Let's lay down a base context first:
* AMD's R&D budget has been constrained a lot in past 10 years
* AMD started working on znver2 probably in 2013 or 2014
* Naples was the first iteration of the Zen server line - its roots are back to 10h Magny Cours
* Naples use Zeppelin die which is reused in client Ryzen and Threadripper; Zeppelin CCX is reused in Raven APU
* back in summer 2017 there was no Rome but a
Starship instead - 48c/96t znver2
* later in 2017 the reliable
Canard PC specified "EPYC 2" as 64c, 256MB L3 (4MB per core), PCIe4
* nowadays Charlie@SA has been happy with current Rome config, AMD is confident, etc.
So Rome seems to be a 64c chip or a bit less likely a 48c one.

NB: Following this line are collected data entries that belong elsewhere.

PR #65, opened 2018-04-19
Excel formulas

mgerring:
First pass at Excel formulas -- gives us usable formula parsing for formulas that only deal with values in the current row, a la our Python formulas syntax.


server/modules/formula.py
```diff
@@ -14,29 +25,85 @@ def render(wf_module, table):
         if formula == '':
             return table    # nop if no formula
 
-        colnames = [x.replace(" ", "_") for x in table.columns]  # spaces to underscores in column names
-        newcol = pd.Series(np.zeros(len(table)))
+        syntax = wf_module.get_param_menu_idx('syntax')
+
+        newcol = pd.Series(np.zeros(len(table)), dtype=np.dtype(object))
+
+        if syntax == 0:  # Python
```
jstray: Would be good to break Excel and Python cases into separate functions

server/modules/formula.py
```diff
@@ -14,29 +25,85 @@ def render(wf_module, table):
...
+                # Much experimentation went into the form of this loop for good performance.
+                # Note we don't use iterrows or any pandas indexing, and construct the values dict ourselves
+                for i,row in enumerate(table.values):
+                    newcol[i] = eval(code, custom_code_globals, dict(zip(colnames, row)))
+            except Exception as e:
+                return(str(e))
+
+        if syntax == 1:  # Excel
+            try:
+                code = Parser().ast(formula)[1].compile()
```
jstray: what is the [1] here?

server/modules/formula.py
```diff
@@ -14,29 +25,85 @@ def render(wf_module, table):
...
+            except Exception as e:
+                return "Couldn't parse formula: %s" % str(e)
```
jstray: All new strings need to be localizable by passing them to the _ function. See e.g. https://github.com/CJWorkbench/cjworkbench/blob/master/server/dispatch.py#L165

server/tests/modules/test_formula.py
```diff
@@ -1,26 +1,40 @@
...
         self.fpval = ParameterVal.objects.get(parameter_spec=formula_pspec)
+
+        syntax_pspec = ParameterSpec.objects.get(id_name='syntax')
+        self.syntax_pval = ParameterVal.objects.get(parameter_spec=syntax_pspec)
+
         output_pspec = ParameterSpec.objects.get(id_name='out_column')
         self.rpval = ParameterVal.objects.get(parameter_spec=output_pspec)
 
-    def test_formula(self):
+        data_pspec = ParameterSpec.objects.get(id_name='csv')
```
jstray: delete this, you said

server/tests/modules/test_formula.py
```diff
@@ -58,9 +73,76 @@ def test_spaces_to_underscores(self):
...
+        table['formula output'] = table['formula output'].astype(object)
         self.assertTrue(out.equals(table))
 
+    def test_ref_to_number(self):
+        self.assertTrue(letter_ref_to_number('A') == 0)
+        self.assertTrue(letter_ref_to_number('AA') == 26)
+        self.assertTrue(letter_ref_to_number('AZ') == 51)
+        self.assertTrue(letter_ref_to_number('BA') == 52)
+
+    def test_excel_formula(self):
```
jstray: Need to ensure testing all range syntaxes we parse.

PR #68, opened 2018-04-26
Sort from table: all functionalities complete.

harry-tc-zhang:
Hovering over table headers currently does not show anything, due to a limitation with react-data-grid itself. But other stuff work.


assets/js/DataGrid.js
```diff
@@ -152,7 +156,18 @@ export default class DataGrid extends React.Component {
         minWidth={this.state.gridWidth -2}
         minHeight={this.state.gridHeight-2}   // -2 because grid has borders, don't want to expand our parent DOM node
         enableCellSelect={true}
-        onGridRowsUpdated={this.onGridRowsUpdated} />
+        onGridRowsUpdated={this.onGridRowsUpdated}
+        onGridSort={this.onGridSort}
+        // Ref sets the sort direction on the datagrid
+        ref={(component) => {
```
jstray: This code should be broken out into a separate function. Also, not sure this is the right place to put this code... but can't think of a better way.

assets/js/DataGrid.test.js
```diff
@@ -28,12 +28,14 @@ it('Renders the grid', () => {
...
 
   var editCellMock = jest.fn();
+  var sortMock = jest.fn();
 
   const tree = mount( <DataGrid
     totalRows={testData.totalRows}
     columns={testData.columns}
     getRow={getRow}
     onEditCell={editCellMock}
+    onGridSort={sortMock} // I tried but could not get this to work, similar to onEditCell
```
jstray: What was not working? We do need tests

assets/js/EditCells.js
```diff
@@ -49,6 +50,29 @@ function findEditCellsModule(state, wfModuleId) {
...
   return null;
 }
+*/
+
+// A generalized version of the original findEditCellsModule for use in other modules
+export function findModuleWithIdAndIdName(state, wfModuleId, moduleIdName) {
+  var wfModules = state.workflow.wf_modules;
+  var idx = getWfModuleIndexfromId(state, wfModuleId);
+
+  // Is this an existing Edit Cells module?
```
jstray: If you're going to generalize this routine, please update the comments

assets/js/EditCells.js
```diff
@@ -84,7 +108,8 @@ function addEditToEditCellsModule(wfm, edit) {
 export function addCellEdit(wfModuleId, edit) {
   var state = store.getState();
 
-  var existingEditCellsWfm = findEditCellsModule(state, wfModuleId);
+  //var existingEditCellsWfm = findEditCellsModule(state, wfModuleId);
```
jstray: delete this line

assets/js/OutputPane.js
```diff
@@ -158,7 +160,32 @@ export default class OutputPane extends React.Component {
...
   }
 
+  findCurrentModuleInWorkflow(wf) {
+      if(!wf) {
+          return null;
+      }
+      if(!wf.wf_modules) {
+          return null;
+      }
+      var modulesFound = wf.wf_modules.filter((wfm) => {return wfm.id == this.props.selectedWfModuleId});
```
jstray: Can just use find() and check for -1 return value

assets/js/OutputPane.js
```diff
@@ -158,7 +160,32 @@ export default class OutputPane extends React.Component {
       });
   }
 
+  findCurrentModuleInWorkflow(wf) {
```
jstray: This is general purpose and should move into utls

assets/js/OutputPane.js
```diff
@@ -168,6 +195,8 @@ export default class OutputPane extends React.Component {
         resizing={this.state.resizing}
         api={this.props.api}
         setBusySpinner={this.setBusySpinner}
+        sortColumn={moduleIsSort ? currentModule.parameter_vals[0].value : undefined}
```
jstray: Why parameter_vals[0] and [2]? You need to get them by id_name so that this code still works if parameters are re-ordered.

assets/js/OutputPane.js
```diff
@@ -158,7 +160,32 @@ export default class OutputPane extends React.Component {
...
+      if(!wf.wf_modules) {
+          return null;
+      }
+      var modulesFound = wf.wf_modules.filter((wfm) => {return wfm.id == this.props.selectedWfModuleId});
+      return modulesFound.length > 0 ? modulesFound[0] : null;
+  }
+
   render() {
+    // We figure out whether we need to indicate sort status here so that we don't have to
+    // pass a ton of data to the TableView
```
jstray: I'm not super happy putting all this sort code in here, it really belongs in TableView. Can we just pass the currentModule to tableView and let it figure out the sort thing there?

assets/js/SortFromTable.js
```diff
@@ -0,0 +1,120 @@
...
+import {getPageID} from "./utils";
+import WorkbenchAPI from './WorkbenchAPI'
+import {findModuleWithIdAndIdName, findParamValByIdName, getWfModuleIndexfromId} from './EditCells'
+
+var api = WorkbenchAPI();
+export function mockAPI(mock_api) {
+  api = mock_api;
+}
+
+function getNextSortDirection(current, sortType) {
```
jstray: Too many constants here. Can you define const STRING_TYPE = 0 etc. elsewhere and use throughout? Also I think you could simplify the logic: just increment or decrement dir depending on type, then take mod 3

assets/js/SortFromTable.js
```diff
@@ -0,0 +1,120 @@
+import React from 'react'
+import {store, setSelectedWfModuleAction} from "./workflow-reducer";
+import {getPageID} from "./utils";
+import WorkbenchAPI from './WorkbenchAPI'
+import {findModuleWithIdAndIdName, findParamValByIdName, getWfModuleIndexfromId} from './EditCells'
```
jstray: If these are generally useful they need to be moved out of EditCells and into something else. utils.js? findThings.js?

assets/js/SortFromTable.js
```diff
@@ -0,0 +1,120 @@
...
+function updateSortModule(wfm, sortInfo, sortType) {
+    var column = sortInfo.column;
+    var columnParam = findParamValByIdName(wfm, "column");
+    var typeParam = findParamValByIdName(wfm, "dtype");
+    // If column changes then we need to change both sort column and type
+    if(columnParam.value != column) {
+        api.onParamChanged(columnParam.id, {value: column})
+            .then(() => {
+                api.onParamChanged(typeParam.id, {value: sortType}).then(() => {
+                    // Timeout to prevent database locked 500 errors.
```
jstray: Remove this timeout. Let's fix this in the back end, either by fixing the locks (changing the timeouts) or by creating an endpoint to update multiple params at once.

assets/js/SortFromTable.js
```diff
@@ -0,0 +1,120 @@
...
+                        updateSortDirection(wfm, sortInfo, sortType, true);
+                    }, 200);
+                });
+            });
+    } else {
+        updateSortDirection(wfm, sortInfo, sortType);
+    }
+}
+
+export function updateSort(wfModuleId, sortInfo) {
```
jstray: What is inside sortInfo? Is it just the column name? If so, this parameter should just be the column

assets/js/SortFromTable.js
```diff
@@ -0,0 +1,120 @@
...
+            let sortTypeIdx = sortTypes.indexOf(sortType);
+            var existingSortModule = findModuleWithIdAndIdName(state, wfModuleId, 'sort-from-table')
+            if(existingSortModule) {
+                updateSortModule(existingSortModule, sortInfo, sortTypeIdx);
+                if(existingSortModule.id != wfModuleId) {
+                    store.dispatch(setSelectedWfModuleAction(existingSortModule.id));
+                }
+            } else {
+                let wfModuleIdx = getWfModuleIndexfromId(state, wfModuleId);
+                api.addModule(getPageID(), state.sortModuleId, wfModuleIdx + 1)
```
jstray: This could probably be replaced with an add module action, which also sets the selected module

assets/js/SortFromTable.js
```diff
@@ -0,0 +1,120 @@
...
+                    .then((newWfm) => {
+                        store.dispatch(setSelectedWfModuleAction(newWfm.id))
+                            .then(() => {
+                                // A timeout is set to prevent locking up the database
+                                setTimeout(() => {updateSortModule(newWfm, sortInfo, sortTypeIdx);}, 200);
```
jstray: Again, this bug workaround should not be here.

server/views/WfModule.py
```diff
@@ -247,6 +247,40 @@ def wfmodule_input(request, pk, format=None):
...
+        if not wf_module.workflow.user_authorized_read(request.user):
+            return HttpResponseForbidden()
+
+        table = execute_wfmodule(wf_module)
+        dtypes = table.dtypes.to_dict()
+        ret_types = []
+        for col in dtypes:
+            # We are simplifying the data types here.
+            # More stuff can be added to these lists if we run into anything new.
+            stype = "String"
```
jstray: This logic should probably go in the usual render() results 
- because we already use a zero-row render to get column names for column parameters (see WorkbenchAPI.inputColumns) so we shouldn't duplicate that functionality here
- so other modules can use returned column types without having to make a separate API call

jstray:
Manually merged / conflicts resolved.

Now, let's introduce the current "rumor mill" favorite plan aka chiplets. According to
a youtuber, the Rome top SKU consists of 9 chips - 1 IO and 8 compute. Details are sparse, but it seems the IO chip would be manufactured at an older process than the compute ones. This idea was further detailed in the diagram posted by OP.
== Naples scaled ==
* double L3 per core - Keep the traffic levels down.
* 8 cores in a CCX - The core interconnect can't probably be a Nehalemish xbar but for instance a SandyBridge's ring bus or whatever. It adds complexity (as in Sandy in 2011) and requires a special CCX for APUs.

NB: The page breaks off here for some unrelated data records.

PR #76, opened 2018-05-10
Lesson track current step

adamhooper:
https://www.pivotaltracker.com/story/show/157227412

The logic:

* LessonSection tracks this.state.activeStepIndex, default 0
* a Redux reducer sets this.props.stateVersion, a monotonically-increasing number, whenever state changes
* after `render()` _and_ `setTimeout(..., 0)`, we assume the DOM is updated: we test each step in turn until we find that one is incomplete and update `this.state.activeStepIndex`
* when `this.state.activeStepIndex` updates, that triggers another `render()`.

We assume `this.state.activeStepIndex` won't change after the second render, so there's no infinite loop.

My findings:

* We _need_ at least one integration test per lesson. There are oodles of potential bugs, and there are many moving parts we don't test elsewhere (e.g., if we nix a `data-module-name` property because we think it isn't needed, or we change a `<textarea>` to `<input>`)
* Writing `document.querySelector()` in an HTML attribute is frustrating: we use `&quot;` a lot. Perhaps we can avoid that using backticks (JS string interpolation syntax).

* 2 CCXs on a die - This opens up possibilities for a nice TR and scaled down Ryzens. At the same time it keeps the level of complexity down - identical CCXs. Uniform intercore latency for ubiquitous 8c is a nice bonus.

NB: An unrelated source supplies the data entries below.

PR #84, opened 2018-05-25
Reorder from table

harry-tc-zhang:
Functionality is complete although some style refinements will be needed to make the cells being dragged look nicer.


assets/js/DraggableContainer.js
```diff
@@ -0,0 +1,33 @@
+// Pasted from react-data-grid according to this comment:
```
jstray: You shouldn't need to add this file -- it appears to be installable as part of react-data-grid-addons https://github.com/adazzle/react-data-grid/tree/master/packages/react-data-grid-addons

assets/js/DataGrid.test.js
```diff
@@ -27,58 +29,97 @@ it('Renders the grid', () => {
...
-  expect(tree.find('HeaderCell')).toHaveLength(0);
-
-  expect(tree).toMatchSnapshot();
+  it('Renders the grid', () => {
+
+    var editCellMock = jest.fn();
+    var sortMock = jest.fn();
+
+    const tree = mount(
+        <DragDropContextProvider backend={TestBackend}>
```
jstray: Is wrapping in DropContextProvider needed to get the dragging working? I thought that was a RectDnD thing only, so it wouldn't be compatible with DraggableContainer, but I could be wrong.

assets/js/DraggableHeaderCell.js
```diff
@@ -0,0 +1,100 @@
+// Pasted from react-data-grid according to this comment:
```
jstray: This file should be installed with react-data-grid-addons https://github.com/adazzle/react-data-grid/tree/master/packages/react-data-grid-addons

assets/js/OutputPane.test.js
```diff
@@ -34,7 +36,11 @@ describe('OutputPane', () => {
       render: jsonResponseMock(testData),
     };
 
-    const tree = mount(<OutputPane id={100} revision={1} api={api}/>)
+    const tree = mount(
+        <DragDropContextProvider backend={TestBackend}>
```
jstray: Is DragDropContextProvider applicable to DraggableHeader?

assets/js/OutputPane.test.js
```diff
@@ -50,20 +56,28 @@ describe('OutputPane', () => {
...
   it('Iframe when htmloutput set', () => {
-    const tree = mount(<OutputPane
-      id={undefined}
-      workflow={{id:777,public:true}}
-      selectedWfModuleId={999}
-      revision={1}
-      htmlOutput={true}
-      api={{}}/>)
+    const tree = mount(
+        <DragDropContextProvider backend={TestBackend}>
```
jstray: Is DragDropContextProvider applicable to DraggableHeader?

assets/js/ReorderColumns.test.js
```diff
@@ -0,0 +1,194 @@
...
+    });
+
+    it('Adds a new reorder module after the current non-reorder module '
+        + 'if a reorder module does not exist next to it and sets parameters correctly', (done) => {
+        updateReorder(LOADURL_WFM_ID, {
+            column: 'test_col',
+            from: 3,
+            to: 0
+        });
+        setImmediate(() => {
```
jstray: I don't think you need the setImmediate here, as you're not waiting for a promise to resolve (nothing here depends on the result from a mocked API call)

assets/js/ReorderColumns.test.js
```diff
@@ -0,0 +1,194 @@
...
+        });
+    });
+
+    it('Updates the parameter values of an adjacent reorder module correctly', (done) => {
+        updateReorder(FILTER_WFM_ID, {
+            column: 'test_col',
+            from: 3,
+            to: 0
+        });
+        setImmediate(() => {
```
jstray: Unnecessary setImmediate?

assets/js/ReorderColumns.test.js
```diff
@@ -0,0 +1,194 @@
...
+        });
+    });
+
+    it('Updates the parameter values of the currently selected reorder module correctly', (done) => {
+        updateReorder(REORDER_WFM_ID, {
+            column: 'test_col',
+            from: 3,
+            to: 0
+        });
+        setImmediate(() => {
```
jstray: Unnecessary setImmediate?

assets/js/TableView.test.js
```diff
@@ -24,20 +26,35 @@ describe('TableView', () => {
...
+    let addCellEditMock = jest.fn();
+    mockAddCellEdit(addCellEditMock);
+    let updateSortMock = jest.fn();
+    mockSortColumn(updateSortMock);
+    let reorderColumnsMock = jest.fn();
+    mockReorderColumns(reorderColumnsMock);
+
+
+    const tree = mount(
+        <DragDropContextProvider backend={TestBackend}>
```
jstray: We've recently upgraded to Enzyme 3. Now `shallow()` will call lifecycle method so we shouldn't need `mount()`. Which means the `DataGrid` child will not be mounted, so we shouldn't need `DragDropContextProvider`

assets/js/test-utils.js
```diff
@@ -27,6 +29,16 @@ export function okResponseMock () {
   return jsonResponseMock(null)
 }
 
+export function wrapInTestContext(DecoratedComponent) {
```
jstray: I don't see this used anywhere, am I missing something?

server/modules/reorder.py
```diff
@@ -0,0 +1,36 @@
+from .moduleimpl import ModuleImpl
+import json
+
+
+class ReorderFromTable(ModuleImpl):
+    @staticmethod
+    def render(wf_module, table):
+        # Error message for when reorder history is corrupted
+        CORRUPT_HISTORY_ERROR = 'Reorder history is corrupted. Did you remove one of the input columns?'
```
jstray: Does it not handle removal of input columns? It needs to, this will happen all the time.

server/tests/modules/test_reorder.py
```diff
@@ -0,0 +1,95 @@
...
+        self.test_csv = (
+            'name,date,count,float\n'
+            + 'Dolores,2018-04-22,3,13.5\n'
+            + 'Bernard,2018-04-23,not_a_count,2.0\n'
+            + 'Ford,2016-10-02,5,\n'
+            + 'Dolores,0_not_a_date,4,2.8'
+        )
+        # A reference table for correctness checking
+        self.table = pd.read_csv(io.StringIO(self.test_csv), dtype={
+            'name': object,
```
jstray: Types will probably come through correctly in this test without explicitly setting them here. Try it!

* 4 dies on a package - Simply keep the socket, NUMA mapping, etc. the same.
=> Major investments are: new CCX for APUs, redone intra CCX interconnect and cutting-down Ryzens.
== The chiplets ==
* 8 cores in a CCX - The same issues as above. 8c intercore latency also the same.
* New type of "low latency" interconnect - low latency, a super-high power efficiency (all traffic past L3 goes out of the chip, back to the IO chip, then to RAM) => R&D
* The IO ccMaster - dealing with traffic from all 64c at low latency => R&D
* L4 - R&D
* IO chip itself - can it be reused for ordinary Ryzens - 1x IO + 1x compute? Wasting server-grade IO and L4 for desktop? A different die?
=> Major investments: ???
Now, it's time to lay the Occam's razor. The chiplet solution vs an ordinary one.
Does it make sense to throw away the Magny-Naples know-how given the budget? Mind you, this was really a decision made back in ~2014 (the times when Kaveri struggled with its crippled fw).
Does it make sense to reject znver1 and go to a super radical design which nobody has ever tried in x86 world with an evolution arch revision (znver2)?
Are you sure you can justify the power when going in/out to NB all the time? The same for minimal latency. Can you scale the IO ccMaster, etc.?
Are the benefits worth it? UMA, yields, etc.